A person who, instead of purchasing an Origami new, finds one on the used market, is still likely to find it to be a great prop. He will be able to use it for many shows.  At the end of the use, he may be able to resell it for nearly as much as he paid for it in the first place.  This is good use of money invested in an illusion.

In contrast to this are illusions offered in the “unknown builder” category.  They are much lower priced. Many of them, in spite of a lower price, do not sell.  They do not sell because, without a good name behind them, it is not possible to be sure that they will work properly and hold up well. If you purchase a homemade “Sawing In Half” for only $1,000 dollars, and it ends up looking bad and falling apart on stage, you’ve lost a $1,000. Had you spent more on a proven model, it probably would have worked nicely and, in spite of use, retained its value.

It took me a long time to save up enough money to buy a Kub-Zag.  I would come across homemade versions here and there. Some looked pretty good, but I wanted one from the authorized builder (Smokey Mountain Magic – Chalet Magic was previously authorized).  I was finally able to make the purchase.  I have used the prop over five-hundred times and it looks as good as new.  I have not had to replace or fix anything about it.  If I were to try to sell it today, I am certain I could get back more than half of the money it cost me.  In light of the fact that the price has gone up since I bought mine, I might even be able to get back nearly what I paid for it.

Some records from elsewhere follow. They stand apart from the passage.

PR #951, opened 2024-07-03
fix: better style for quotes

### LINKED ISSUE #950: Quotes are not well rendered in archives
## Data
- **Shiori version**: 1.7.0
- **Database Engine**: Postgre
- **CLI/Web interface/Web Extension**:

### markup

<figure class="wp-block-pullquote">
<blockquote>
<p>text of the quote</p><cite>Quote author</cite></blockquote></figure>

### Quote rendered in the original article

Screenshot 2024-07-03 at 11 47 02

Remember that not all who advertise themselves as illusion builders are reputable.  Do not be enticed by the lowest price.  Check out references.

  1. If you purchase props which are homemade or of unknown origin, only do so when the price is super low.

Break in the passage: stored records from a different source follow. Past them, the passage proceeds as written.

PR #956, opened 2024-07-17
Update Dockerfile.compose

cyberpunk3351:
feat: update golang


fmartingr:
Hey, thanks for the submission but we maintain ourselves on the stable channel. We probably need to unify the dockerfiles properly to use the golang version on the go.mod file, either by arguments or by installing the appropriate version directly.

PR #958, opened 2024-07-28
fix: change archive to bookmark

Monirzadeh:
as @fmartingr mention make archive publicly available can be misleading so i change that to bookmark


fmartingr (approved):
Thanks for taking care of this! 👍

PR #969, opened 2024-08-25
fix: temporary files not being deleted

### LINKED ISSUE #966: shiori update doesn't clear cache after it's finished, maxing out /tmp/ dir.
## Data
- **Shiori version**: 1.7.0
- **Database Engine**: If unknown, SQLite is the default.
- **Operating system**: Fedora GNU/Linux

I ran `shiori update 500-600` to update the descriptions, archives and images for 100 bookmarks. After it was completed, the last few hadn't worked because they 'ran out of storage'. I have 50GB free on my disk, so didn't know what it meant. Turns out it had filled up the `/tmp/` directory, which I think is RAM / cache storage. This resulted in my computer running very slowly until I restarted and it was cleared.

## Expected behavior
After a bookmark update is finished, it shouldn't need to have anything in `/tmp/` anymore and clear it.

## To Reproduce
1. Run `shiori update` with a certain amount of entries, depending on how much ram you have. e.g. it took about 100 entries to fill up my 4GB ram.
2. Notice that they may start failing and give you an error relating to not enough space available.
3. Stop the command.
4. See lots of files in `/tmp/` prefixed with either `archive` or `image` and suffixed by random numbers. Notice that the `/tmp/` directory has little or no space left in it.

Oppen:
Fixes a path mismatch between a temporary file and its removal.
It also fixes a second removal of the file.

Should fix #966


Oppen:
The reason is the `FS` domain assumes everything is relative to the data dir, while the temporary file is relative to the root directory. Why are we using the abstraction? Doesn't the os package work well enough?
Fixing it under the abstraction would require bigger changes to the domains module I believe. Not against it but I can't commit to do it myself right now.

fmartingr (approved):
As I said in #966, this should be in in order to fix the problem. i don't think we need any more changes for now in order to work with ephemeral files.

Oppen:
> it is good to have an issue or something in road map to review all the abstraction layer to fix in that level later. @Oppen can you review that when ever you have free time?

Sure!

> any way thanks for investigation and PR. as i see windows test pass for now so no problem in my side
❤️

PR #975, opened 2024-09-02
SQL Fix for mariadb-galera

beyondwatts:
Resolives mariadb-galera database "Error 1054 (42S22): Unknown column 'modified' in 'field list' (500)"


fmartingr:
Hey @beyondwatts, thank you for your contribution! Can we add a test for the `GetTags` database method to ensure this is still working for non-clustered installations/mysql?

PR #979, opened 2024-09-14
fix: bookmarks full width while in list mode

Monirzadeh:
in big screen list mode bookmarks not get full width
#### Before:
before
#### After:
after


fmartingr (approved):
👍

By taking this approach, you minimize your loss if the prop turns out to be a piece of junk, and maximize your gain if it turns out to work great.

Some years ago, while visiting a magic store, I found a trick that I recognized as the Chests Of Mystery.  I asked the proprietor, “Who built it?”  He said he did not know. He told me someone had brought the prop to him and traded it for new magic.

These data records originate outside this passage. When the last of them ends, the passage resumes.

Issue #986, opened 2024-10-05
go.mod requires a newer version of go than what docker-compose uses


ishmaelavila:
## Data
- **Shiori version**: Main Branch / 1.7.0
- **Database Engine**: Postgres 15
- **Operating system**: Ubuntu 20

## Describe the bug / actual behavior
When attempting to build the docker containers via `docker-compose up` for the first time, everything builds and executes successfully except for Shiori itself which fails to build with the following error.
<img width="656" alt="error" src="https://github.com/user-attachments/assets/34b6f6b2-ef86-4cc1-bd1d-278a47ae3245">

## Expected behavior
Expected Shiori HTTP server to run

## To Reproduce
1. Clone a fresh version of Shiori
1. Ensure you don't have any existing docker containers/cache
1. Run `docker-compose build && docker-compose up` or similar 
1. See error

## Screenshots
Linked above

## Notes
Bumping the base layer to match what is listed in `go.mod` solves the issue. 
```
FROM docker.io/golang:1.22.3-alpine3.19
```

ishmaelavila:
https://github.com/go-shiori/shiori/pull/987
One liner to bump Go Docker Image tag

PR #987, opened 2024-10-05
chore: bump compose go version to match go.mod

ishmaelavila:
Resolves https://github.com/go-shiori/shiori/issues/986 by updating Docker Go image version to match version required in `go.mod`.


fmartingr (approved):
We missed that in our dependency upgrade, thank you for taking care of it 👍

Upon examination, I was convinced the prop was homemade, but it looked very good.  I discovered the price was only $300, so I bought it. I am thrilled with it.  We have used it for many shows and expect to use it for many more.  It operates as effectively as the version listed in a famous catalog for ten times what I paid.

However, were I to try to resell it, because it is of unknown origin, I suspect I would have a hard time getting back what I paid for it.  It works great, but on the used market the value is low.

Used and homemade props can serve you well, but investing in them is a risky proposition. If a trick does not work,  or looks cheap on stage, the price was too much, no matter what you paid. If it is used or homemade, you want to be able to say to yourself, “ For this price, if it does not work, the loss is minor. If it does work, I got a deal!”

  1. Be Patient!

I wish I would have understood this when I started in magic.  I was in a hurry to get big and impressive things.  Because I was in a hurry, rather than saving up for a high quality item, I would buy a cheaper version. This kept me from putting money away so it could accumulate. Therefore my inability to get better things continued.

It took me a long time to learn that years seem to go by quickly.  Even if one can only afford to purchase a nice prop every few years, in time there will be a valuable collection of illusions that he or she will be proud to own and use.

Recently, when my son David was with us for a visit, he commented that there was no way a normal person could afford to go out and, all at once, purchase the equipment we presently have for putting on shows. However, because of what has accumulated over time, we have much to work with.


I’m trying to practice what I preach.  In building our show for next season, I have a budget and am sticking with it.  I am determined to acquire several nice things, rather than a lot of odds and ends that will lose value quickly.